(Stored items)
§ §
Issue #556, opened 2023-06-12
Crash on opening specific link


helpimnotdrowning:
** Jerboa Version **
0.0.33

**Describe the bug**
In this post to c/Anime@lemmy.ml : https://feddit.de/post/761086 , clicking on the markdown-styled link in the first paragraph to c/japanesemusic@feddit.de crashes the app.

I haven't seen any other links that also do this, but I will update if I find anything.

**To Reproduce**

1. Go to https://feddit.de/post/761086
2. Click on the link in the 1st paragraph 
3. App crashes

Using:
* LG v60 (root)
* Android 11
* Jerboa 0.0.33 via Play Store
* My user host: lemmy.sdf.org

awdsns:
Woohoo I broke the app!

So this link is a relative one (no protocol or host part, only `/c/japanesemusic@feddit.de`) which AFAIK is currently the only way to do sort-of portable links to communities. At least this works with the web UI.

FWIW for me Jerboa opens Chrome with the link, which then obviously doesn't work because of the missing host.

In general it would be nice if Jerboa (and other frontends) could just natively convert `!community@instance` into links by itself, then such hacks wouldn't be necessary.

awdsns:
Related: #454

awdsns:
Nevermind, for me it crashes too with 0.0.33 from Play Store. I think it was with a previous version that those links opened in Chrome.

@Anna-log7 might this be related to #413?

awdsns:
But would that community name `name@instance@instance` cause the app to crash?

I can't install Android Studio to debug it right now and zero experience with Jetpack Compose, but if you have a link target of *only* `/c/somecommunity@someinstance`, could that still match on the `uriPattern = "{instance}/c/{name}"` and cause the null check on `instance` to blow up?

https://github.com/dessalines/jerboa/blob/e4923c9308ba618ef80a0aa31c5fb8c411d9987d/app/src/main/java/com/jerboa/MainActivity.kt#L207

beatgammit:
Ok, this should behave a lot better now, please retest.

twizmwazin:
Given the lack of updated info and the number of changes that have happened surrounding link handling, I'm going to mark this one as complete.

Issue #454, opened 2023-06-07
Rewrite links in /c/community@server or /u/user@server in appropriate ways


Barbariandude:
In lemmy-ui, a link formatted in the ways described in the title are automatically rewritten to the appropriate URL by prepending the URL of the instance the account is from. This functionality is missing from Jerboa. Not the most urgent thing in the world as users can use the website instead, but definitely something that should be looked at at some point.

dessalines:
Is this referring to the copy permalink button? Or content that's in the markdown fields?

If its the permalink, we should probably use the original links, and if its the latter, jerboa doesn't even have a smart auto-filler for users and communities yet like lemmy-ui does.

And when it does, we'll need to match lemmy-ui, and add both links (a local and a fedi-link) : https://github.com/LemmyNet/lemmy-ui/issues/1048

Barbariandude:
If I format a link like [this]\(/c/lemmy@lemmy.ml) in the web UI, then a user sees the link as https://my.server/c/lemmy@lemmy.ml. This is very useful funcionality once people get used to it. It would be nice if the functionality matched in Jerboa.

beatgammit:
This has been merged and I believe resolved.

PR #583, opened 2023-06-13
Handle /c/community@host URLs

beatgammit:
This is a partial fix to #556, but it at least prevents crashing when an unknown URL type is encountered. There is still some work to do, since the markdown plugin interprets the following as mailto: urls:

- @user@instance
- !community@instance

I'm not sure what the supported URL types are intended to be, so I didn't bother implementing a plugin.

### DIFF
--- a/app/src/main/java/com/jerboa/Utils.kt
+++ b/app/src/main/java/com/jerboa/Utils.kt
@@ -383,13 +383,14 @@ fun LazyListState.isScrolledToEnd(): Boolean {
  * Parses a "url" and returns a spec-compliant Url:
  *
  * - https://host/path - leave as-is
+ * - http://host/path - leave as-is
  * - /c/community -> https://currentInstance/c/community
  * - /c/community@instance -> https://instance/c/community
  * - !community@instance -> https://instance/c/community
  * - @user@instance -> https://instance/u/user
  */
 fun parseUrl(url: String): String? {
-    if (url.startsWith("https://")) {
+    if (url.startsWith("https://") || url.startsWith("http://")) {
         return url
     } else if (url.startsWith("/c/")) {
         if (url.count({ c -> c == '@' }) == 1) {
--- a/app/src/main/java/com/jerboa/Utils.kt
+++ b/app/src/main/java/com/jerboa/Utils.kt
@@ -379,7 +379,49 @@ fun LazyListState.isScrolledToEnd(): Boolean {
     return out
 }
 
+/*
+ * Parses a "url" and returns a spec-compliant Url:
+ *
+ * - https://host/path - leave as-is
+ * - /c/community -> https://currentInstance/c/community
+ * - /c/community@instance -> https://instance/c/community
+ * - !community@instance -> https://instance/c/community
+ * - @user@instance -> https://instance/u/user
+ */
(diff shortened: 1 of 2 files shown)


beatgammit:
Also partial fix for #454

app/src/main/java/com/jerboa/Utils.kt
```diff
@@ -379,6 +379,16 @@ fun openLink(url: String, ctx: Context, useCustomTab: Boolean) {
     if (useCustomTab) {
         val intent = CustomTabsIntent.Builder()
             .build()
+
```
dessalines, line 382: Why does this only apply to custom tabs?

app/src/main/java/com/jerboa/Utils.kt
```diff
@@ -379,6 +379,16 @@ fun openLink(url: String, ctx: Context, useCustomTab: Boolean) {
...
+        val url = when {
+            url.startsWith("https://") -> url
+            url.startsWith("/c/") && url.count({ c -> c == '@' }) == 1 -> {
+                val (community, host) = url.split("@", limit = 2)
+                "https://$host$community"
+            }
+            else -> return
```
dessalines, line 389: Externalize this to a function, and don't use when. Use if else, or ?? url

beatgammit: Since this list will probably grow (I'm guessing `!community@instance` and `/u/user@instance`/`@user@instance`), is there a way you'd prefer to handle this? I could switch it to regex instead if that's preferable.

app/src/main/java/com/jerboa/Utils.kt
beatgammit: Fixed

app/src/main/java/com/jerboa/Utils.kt
beatgammit: Ok, fixed. The new code is pretty repetitive, but hopefully it's easy to follow. Maybe I'll get around to cleaning it up a bit if I can think of something clever.

beatgammit:
I redid the PR and added some tests. The code is kind of repetitive, but hopefully easy to follow.

I'm interested in upgrading to JUnit 5 and adding a bunch of tests, so let me know if there's a good reason not to do that before I get too deep into it.

twizmwazin (approved):

app/src/main/java/com/jerboa/Utils.kt
```diff
@@ -379,7 +379,49 @@ fun LazyListState.isScrolledToEnd(): Boolean {
...
+ * Parses a "url" and returns a spec-compliant Url:
+ *
+ * - https://host/path - leave as-is
+ * - /c/community -> https://currentInstance/c/community
+ * - /c/community@instance -> https://instance/c/community
+ * - !community@instance -> https://instance/c/community
+ * - @user@instance -> https://instance/u/user
+ */
+fun parseUrl(url: String): String? {
+    if (url.startsWith("https://")) {
```
twizmwazin, line 392: Can we also handle http (not https) links?

beatgammit: Done. :)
§ §
* Task to complete
Write out the records above exactly as given.

* Exercise output
Issue #556, opened 2023-06-12
Crash on opening specific link


helpimnotdrowning:
** Jerboa Version **
0.0.33

**Describe the bug**
In this post to c/Anime@lemmy.ml : https://feddit.de/post/761086 , clicking on the markdown-styled link in the first paragraph to c/japanesemusic@feddit.de crashes the app.

I haven't seen any other links that also do this, but I will update if I find anything.

**To Reproduce**

1. Go to https://feddit.de/post/761086
2. Click on the link in the 1st paragraph 
3. App crashes

Using:
* LG v60 (root)
* Android 11
* Jerboa 0.0.33 via Play Store
* My user host: lemmy.sdf.org

awdsns:
Woohoo I broke the app!

So this link is a relative one (no protocol or host part, only `/c/japanesemusic@feddit.de`) which AFAIK is currently the only way to do sort-of portable links to communities. At least this works with the web UI.

FWIW for me Jerboa opens Chrome with the link, which then obviously doesn't work because of the missing host.

In general it would be nice if Jerboa (and other frontends) could just natively convert `!community@instance` into links by itself, then such hacks wouldn't be necessary.

awdsns:
Related: #454

awdsns:
Nevermind, for me it crashes too with 0.0.33 from Play Store. I think it was with a previous version that those links opened in Chrome.

@Anna-log7 might this be related to #413?

awdsns:
But would that community name `name@instance@instance` cause the app to crash?

I can't install Android Studio to debug it right now and zero experience with Jetpack Compose, but if you have a link target of *only* `/c/somecommunity@someinstance`, could that still match on the `uriPattern = "{instance}/c/{name}"` and cause the null check on `instance` to blow up?

https://github.com/dessalines/jerboa/blob/e4923c9308ba618ef80a0aa31c5fb8c411d9987d/app/src/main/java/com/jerboa/MainActivity.kt#L207

beatgammit:
Ok, this should behave a lot better now, please retest.

twizmwazin:
Given the lack of updated info and the number of changes that have happened surrounding link handling, I'm going to mark this one as complete.

Issue #454, opened 2023-06-07
Rewrite links in /c/community@server or /u/user@server in appropriate ways


Barbariandude:
In lemmy-ui, a link formatted in the ways described in the title are automatically rewritten to the appropriate URL by prepending the URL of the instance the account is from. This functionality is missing from Jerboa. Not the most urgent thing in the world as users can use the website instead, but definitely something that should be looked at at some point.

dessalines:
Is this referring to the copy permalink button? Or content that's in the markdown fields?

If its the permalink, we should probably use the original links, and if its the latter, jerboa doesn't even have a smart auto-filler for users and communities yet like lemmy-ui does.

And when it does, we'll need to match lemmy-ui, and add both links (a local and a fedi-link) : https://github.com/LemmyNet/lemmy-ui/issues/1048

Barbariandude:
If I format a link like [this]\(/c/lemmy@lemmy.ml) in the web UI, then a user sees the link as https://my.server/c/lemmy@lemmy.ml. This is very useful funcionality once people get used to it. It would be nice if the functionality matched in Jerboa.

beatgammit:
This has been merged and I believe resolved.

PR #583, opened 2023-06-13
Handle /c/community@host URLs

beatgammit:
This is a partial fix to #556, but it at least prevents crashing when an unknown URL type is encountered. There is still some work to do, since the markdown plugin interprets the following as mailto: urls:

- @user@instance
- !community@instance

I'm not sure what the supported URL types are intended to be, so I didn't bother implementing a plugin.

### DIFF
--- a/app/src/main/java/com/jerboa/Utils.kt
+++ b/app/src/main/java/com/jerboa/Utils.kt
@@ -383,13 +383,14 @@ fun LazyListState.isScrolledToEnd(): Boolean {
  * Parses a "url" and returns a spec-compliant Url:
  *
  * - https://host/path - leave as-is
+ * - http://host/path - leave as-is
  * - /c/community -> https://currentInstance/c/community
  * - /c/community@instance -> https://instance/c/community
  * - !community@instance -> https://instance/c/community
  * - @user@instance -> https://instance/u/user
  */
 fun parseUrl(url: String): String? {
-    if (url.startsWith("https://")) {
+    if (url.startsWith("https://") || url.startsWith("http://")) {
         return url
     } else if (url.startsWith("/c/")) {
         if (url.count({ c -> c == '@' }) == 1) {
--- a/app/src/main/java/com/jerboa/Utils.kt
+++ b/app/src/main/java/com/jerboa/Utils.kt
@@ -379,7 +379,49 @@ fun LazyListState.isScrolledToEnd(): Boolean {
     return out
 }
 
+/*
+ * Parses a "url" and returns a spec-compliant Url:
+ *
+ * - https://host/path - leave as-is
+ * - /c/community -> https://currentInstance/c/community
+ * - /c/community@instance -> https://instance/c/community
+ * - !community@instance -> https://instance/c/community
+ * - @user@instance -> https://instance/u/user
+ */
(diff shortened: 1 of 2 files shown)


beatgammit:
Also partial fix for #454

app/src/main/java/com/jerboa/Utils.kt
```diff
@@ -379,6 +379,16 @@ fun openLink(url: String, ctx: Context, useCustomTab: Boolean) {
     if (useCustomTab) {
         val intent = CustomTabsIntent.Builder()
             .build()
+
```
dessalines, line 382: Why does this only apply to custom tabs?

app/src/main/java/com/jerboa/Utils.kt
```diff
@@ -379,6 +379,16 @@ fun openLink(url: String, ctx: Context, useCustomTab: Boolean) {
...
+        val url = when {
+            url.startsWith("https://") -> url
+            url.startsWith("/c/") && url.count({ c -> c == '@' }) == 1 -> {
+                val (community, host) = url.split("@", limit = 2)
+                "https://$host$community"
+            }
+            else -> return
```
dessalines, line 389: Externalize this to a function, and don't use when. Use if else, or ?? url

beatgammit: Since this list will probably grow (I'm guessing `!community@instance` and `/u/user@instance`/`@user@instance`), is there a way you'd prefer to handle this? I could switch it to regex instead if that's preferable.

app/src/main/java/com/jerboa/Utils.kt
beatgammit: Fixed

app/src/main/java/com/jerboa/Utils.kt
beatgammit: Ok, fixed. The new code is pretty repetitive, but hopefully it's easy to follow. Maybe I'll get around to cleaning it up a bit if I can think of something clever.

beatgammit:
I redid the PR and added some tests. The code is kind of repetitive, but hopefully easy to follow.

I'm interested in upgrading to JUnit 5 and adding a bunch of tests, so let me know if there's a good reason not to do that before I get too deep into it.

twizmwazin (approved):

app/src/main/java/com/jerboa/Utils.kt
```diff
@@ -379,7 +379,49 @@ fun LazyListState.isScrolledToEnd(): Boolean {
...
+ * Parses a "url" and returns a spec-compliant Url:
+ *
+ * - https://host/path - leave as-is
+ * - /c/community -> https://currentInstance/c/community
+ * - /c/community@instance -> https://instance/c/community
+ * - !community@instance -> https://instance/c/community
+ * - @user@instance -> https://instance/u/user
+ */
+fun parseUrl(url: String): String? {
+    if (url.startsWith("https://")) {
```
twizmwazin, line 392: Can we also handle http (not https) links?

beatgammit: Done. :)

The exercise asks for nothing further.